What you are asked to do – State, as a number alone, how many lines of the data contain the string "examples".

Given information –
==================================================

Issue #272, opened 2023-10-26
Align z_time and z_clock primitives for Windows with Rust implementation


cguimaraes:
### Describe the feature

**Is your feature request related to a problem?**
No

**Describe the solution you'd like**
Currently on Windows, `z_time` and `z_clock` primitives are implemented in the same way. However, they have different purposes in mind, as mentioned in #270 .

**Additional context**
From @Mallets in #269: 
> For Windows, in [Rust](https://doc.rust-lang.org/std/time/struct.Instant.html#underlying-system-calls) they base the clock implementation on [QueryPerformanceCounter](https://learn.microsoft.com/en-us/windows/win32/api/profileapi/nf-profileapi-queryperformancecounter). We might think about updating the Windows port to that but I'd leave it as a new PR.

Mallets:
Closed by #310

PR #310, opened 2024-01-04
Switch Windows z_clock to QueryPerformanceCounter

jean-roland:
As stated in #272, the Windows `z_clock` implementation was the same as `z_time` which wasn't ideal.

 This PR aligns `z_clock` with the Rust clock implementation that uses Windows' QueryPerformanceCounter.
 
 As a bonus, it switches the scout timeout loop to `z_clock` instead of `z_time` which is more suited.

### DIFF
--- a/examples/windows/z_ping.c
+++ b/examples/windows/z_ping.c
@@ -113,7 +113,7 @@ int main(int argc, char** argv) {
         results[i] = z_clock_elapsed_us(&measure_start);
     }
     for (unsigned int i = 0; i < args.number_of_pings; i++) {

==================================================

Result for this task – 2